### What you will do
Nothing past the line containing "## Expected Behaviour" belongs in the output. Copy exactly every line of the data below from the first up to and including it.

(Stored data)
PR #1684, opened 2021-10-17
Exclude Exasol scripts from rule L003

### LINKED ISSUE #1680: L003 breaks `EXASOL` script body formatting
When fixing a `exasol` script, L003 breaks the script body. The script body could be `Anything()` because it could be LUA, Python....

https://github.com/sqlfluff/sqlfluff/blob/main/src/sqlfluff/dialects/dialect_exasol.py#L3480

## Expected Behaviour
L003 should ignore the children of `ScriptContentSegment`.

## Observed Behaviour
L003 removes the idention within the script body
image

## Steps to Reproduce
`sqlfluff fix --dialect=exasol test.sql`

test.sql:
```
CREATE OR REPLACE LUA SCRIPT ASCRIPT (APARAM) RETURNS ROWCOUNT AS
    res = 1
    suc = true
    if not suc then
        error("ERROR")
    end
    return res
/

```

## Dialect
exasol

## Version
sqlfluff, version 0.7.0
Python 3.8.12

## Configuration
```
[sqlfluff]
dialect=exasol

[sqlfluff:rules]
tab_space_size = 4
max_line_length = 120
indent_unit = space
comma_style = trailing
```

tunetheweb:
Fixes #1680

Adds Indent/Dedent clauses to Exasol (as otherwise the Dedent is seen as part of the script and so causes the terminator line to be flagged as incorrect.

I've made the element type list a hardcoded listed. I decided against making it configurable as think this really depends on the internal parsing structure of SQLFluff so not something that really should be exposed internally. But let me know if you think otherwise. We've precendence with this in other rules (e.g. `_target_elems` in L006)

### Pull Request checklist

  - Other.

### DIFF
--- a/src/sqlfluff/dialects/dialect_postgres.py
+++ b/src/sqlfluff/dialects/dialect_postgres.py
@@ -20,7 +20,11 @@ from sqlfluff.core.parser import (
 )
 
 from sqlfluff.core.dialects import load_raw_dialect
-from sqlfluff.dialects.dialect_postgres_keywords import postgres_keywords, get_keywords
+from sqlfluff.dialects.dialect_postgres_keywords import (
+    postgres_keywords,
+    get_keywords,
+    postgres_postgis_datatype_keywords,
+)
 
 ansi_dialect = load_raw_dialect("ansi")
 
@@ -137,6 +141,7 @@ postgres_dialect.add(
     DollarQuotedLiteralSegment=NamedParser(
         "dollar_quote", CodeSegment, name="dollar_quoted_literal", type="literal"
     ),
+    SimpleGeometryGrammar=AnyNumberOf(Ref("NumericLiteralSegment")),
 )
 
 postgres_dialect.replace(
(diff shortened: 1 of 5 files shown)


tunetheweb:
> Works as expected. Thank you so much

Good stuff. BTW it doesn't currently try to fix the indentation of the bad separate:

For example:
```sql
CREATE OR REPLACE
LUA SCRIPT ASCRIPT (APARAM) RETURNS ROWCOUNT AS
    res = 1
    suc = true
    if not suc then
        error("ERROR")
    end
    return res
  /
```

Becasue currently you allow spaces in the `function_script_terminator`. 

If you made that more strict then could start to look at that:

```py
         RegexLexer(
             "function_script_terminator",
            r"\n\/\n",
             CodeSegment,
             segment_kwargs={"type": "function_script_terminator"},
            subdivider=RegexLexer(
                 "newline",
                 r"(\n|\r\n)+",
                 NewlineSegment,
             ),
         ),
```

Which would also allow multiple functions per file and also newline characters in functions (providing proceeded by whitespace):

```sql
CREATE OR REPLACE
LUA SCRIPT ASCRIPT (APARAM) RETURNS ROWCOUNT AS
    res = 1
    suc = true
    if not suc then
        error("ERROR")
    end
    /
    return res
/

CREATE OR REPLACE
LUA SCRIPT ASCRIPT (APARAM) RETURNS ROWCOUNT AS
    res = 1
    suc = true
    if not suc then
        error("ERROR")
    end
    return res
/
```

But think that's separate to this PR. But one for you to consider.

### Exercise response
PR #1684, opened 2021-10-17
Exclude Exasol scripts from rule L003

### LINKED ISSUE #1680: L003 breaks `EXASOL` script body formatting
When fixing a `exasol` script, L003 breaks the script body. The script body could be `Anything()` because it could be LUA, Python....

https://github.com/sqlfluff/sqlfluff/blob/main/src/sqlfluff/dialects/dialect_exasol.py#L3480

## Expected Behaviour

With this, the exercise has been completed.